Symphony for the City of the Dead: Dmitri Shostakovich and the Siege of LeningradSymphony for the City of the Dead: Dmitri Shostakovich and the Siege of Leningrad by M.T. Anderson

My rating: 5 of 5 stars

“Again from the black dust, from the place
of death and ashes, will arise the garden as before.
So it will be. I firmly believe in miracles.
You gave me that belief, my Leningrad.”

Anderson says, “History is not simply the great tumults and tragedies but the accumulation of tiny moments and gestures.” His book about this great composer and the unbelievable tragedy of the Siege of Leningrad attempts to paint a picture of this time in history in much the same way — providing us with the great tumults and tragedies and as well as the tiny moments and gestures of everyday people suffering through these bitter days.
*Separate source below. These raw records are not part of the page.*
PR #561, opened 2015-11-10
New user notification action

jamesjonesphoenix:
Allows us to add our own new user notification in place of the default
one. This is by placing an action hook in wp_job_manager_create_account.
The default notification code is placed in it's own function and hooked
in.

I added this because on my site I'd rather use the WooCommerce mailer. I
imagine I wouldn't be the only one who would want a nice looking email
for the notification.
Same issue as this post:
https://wordpress.org/support/topic/new-user-email-notification-1

Now without indent change.

### DIFF
--- a/wp-job-manager-functions.php
+++ b/wp-job-manager-functions.php
@@ -332,7 +332,6 @@ if ( ! function_exists( 'wp_job_manager_notify_new_user' ) ) :
 		}
 	}
 endif;
-add_action( 'job_manager_new_user_notification', 'wp_job_manager_notify_new_user', 10, 2);
 
 if ( ! function_exists( 'job_manager_create_account' ) ) :
 /**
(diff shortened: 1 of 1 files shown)


kraftbj:
Devil's advocate: `wp_new_user_notification` is a pluggable function, so any plugin could declare their own `wp_new_user_notification` and core's wouldn't run. What about defining it that way?

fourleafed:
-- Please reply above this line --

Hi Automattic/wp-Job-Manager We have received your email. We will
respond to you as soon as possible.Kind regards!

-----------------------------------------------------------
## Automattic/wp-Job-Manager sent a message, on Nov 12 @ 0:00 (CET):



	Devil's advocate: wp_new_user_notification is a pluggable function,
so any plugin could declare their own wp_new_user_notification and
core's wouldn't run. What about defining it that way? 

	-
 Reply to this email directly or view it on GitHub [1].

Links:
------
[1]
https://github.com/Automattic/WP-Job-Manager/pull/561#issuecomment-155936765


-----------------------------------------------------------

jamesjonesphoenix:
Yeah you're right there's no need for an action really

fourleafed:
-- Please reply above this line --

Hi Automattic/wp-Job-Manager We have received your email. We will
respond to you as soon as possible.Kind regards!

-----------------------------------------------------------
## Automattic/wp-Job-Manager sent a message, on Nov 12 @ 6:00 (CET):



	Yeah you're right there's no need for an action really 

	-
 Reply to this email directly or view it on GitHub [1].

Links:
------
[1]
https://github.com/Automattic/WP-Job-Manager/pull/561#issuecomment-155998883


-----------------------------------------------------------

It gives you the grandiosity of a war that claimed millions without drowning out the individual voices of the people of Leningrad, specifically Shostakovich.

The descriptions of the music were beautiful and made me want to listen. It’s so hard to describe something in words that can only be heard, but Anderson does an excellent job making the reader feel like they understand what Shostakovich’s music sounded like even if you’ve never heard it before.
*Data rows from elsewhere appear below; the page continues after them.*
PR #565, opened 2015-11-14
Allow optional taxonomy term-select fields

tripflex:
Currently the way that taxonomy fields are validated is in a `foreach` loop through the array.  If the field is a `term-select` field the value will be either empty or an integer for the selected taxonomy. 

The problem is if a `term-select` field is set as optional, and the user does not select a value, when processing through validation the value is an empty string, and is placed into an array, creating an array with one member, that is empty.  

This causes the `term_exists()` to fail and returns a `WP_Error` saying the term is invalid.  

This PR adds an inline if statement to check if the value is empty, and if so, return an empty array, instead of an array with one member that is empty.

https://github.com/tripflex/wp-job-manager-field-editor/issues/289

### DIFF
--- a/includes/forms/class-wp-job-manager-form-submit-job.php
+++ b/includes/forms/class-wp-job-manager-form-submit-job.php
@@ -241,7 +241,7 @@ class WP_Job_Manager_Form_Submit_Job extends WP_Job_Manager_Form {
 					if ( is_array( $values[ $group_key ][ $key ] ) ) {
 						$check_value = $values[ $group_key ][ $key ];
 					} else {
-						$check_value = empty($values[ $group_key ][ $key ]) ? array() : array($values[ $group_key ][ $key ]);
+						$check_value = empty( $values[ $group_key ][ $key ] ) ? array() : array( $values[ $group_key ][ $key ] );
 					}
 					foreach ( $check_value as $term ) {
 						if ( ! term_exists( $term, $field['taxonomy'] ) ) {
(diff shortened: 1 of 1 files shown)


fourleafed:
-- Please reply above this line --

Hi Automattic/wp-Job-Manager We have received your email. We will
respond to you as soon as possible.Kind regards!

-----------------------------------------------------------
## Automattic/wp-Job-Manager sent a message, on Nov 14 @ 1:26 (CET):

Currently the way that taxonomy fields are validated is in a foreach
loop through the array. If the field is a term-select field the value
will be either empty or an integer for the selected taxonomy.
The problem is if a term-select field is set as optional, and the user
does not select a value, when processing through validation the value
is an empty string, and is placed into an array, creating an array
with one member, that is empty.
This causes the term_exists() to fail and returns a WP_Error saying
the term is invalid.
This PR adds an inline if statement to check if the value is empty,
and if so, return an empty array, instead of an array with one member
that is empty.
tripflex/wp-job-manager-field-editor#289

You can view, comment on, or merge this pull request online at:
  https://github.com/Automattic/WP-Job-Manager/pull/565
Commit Summary

allow optional term-select fields

File Changes

M includes/forms/class-wp-job-manager-form-submit-job.php (2)

Patch Links:

https://github.com/Automattic/WP-Job-Manager/pull/565.patch
https://github.com/Automattic/WP-Job-Manager/pull/565.diff

-
Reply to this email directly or view it on GitHub.

-----------------------------------------------------------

My brother found this book for me in the YA section of the book store, and I think it was meant for YA readers. I think that’s fantastic. So much of history gets diluted and we try to protect teens from the ugly truth. We all know the old saying about those who do not study history are doomed to repeat it. Our young people need to hear this story. Anderson does a great job making the reading accessible by defining content-specific vocabulary as he uses it in a way that doesn’t sound clunky but leaves the reader understanding what the words mean. It’s a great book for learning new words!

It also really turned me on to Russian poets from the time period. Mixing in the poetry of the poets who lived through the siege was brilliant.

Nonfiction always brings up questions of “truth” and I think Anderson handles it well when he describes his methods in the author’s afterword. It seems like an incredibly well-researched book. I highly recommend!